Collected data entries
※ ※ ※
PR #257, opened 2024-04-28
[Host.AzureServiceBus] $Default rule is not added to subscription #254

### LINKED ISSUE #254: $Default rule is not added to subscription

zarusz:
Fixes #254

### DIFF
--- a/src/Host.Plugin.Properties.xml
+++ b/src/Host.Plugin.Properties.xml
@@ -4,7 +4,7 @@
 	<Import Project="Common.NuGet.Properties.xml" />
※ ※ ※
▸ WHAT TO PRODUCE:
All of the entries above need to be output again exactly.

▸ REPLY TO THE TASK:
PR #257, opened 2024-04-28
[Host.AzureServiceBus] $Default rule is not added to subscription #254

### LINKED ISSUE #254: $Default rule is not added to subscription

zarusz:
Fixes #254

### DIFF
--- a/src/Host.Plugin.Properties.xml
+++ b/src/Host.Plugin.Properties.xml
@@ -4,7 +4,7 @@
 	<Import Project="Common.NuGet.Properties.xml" />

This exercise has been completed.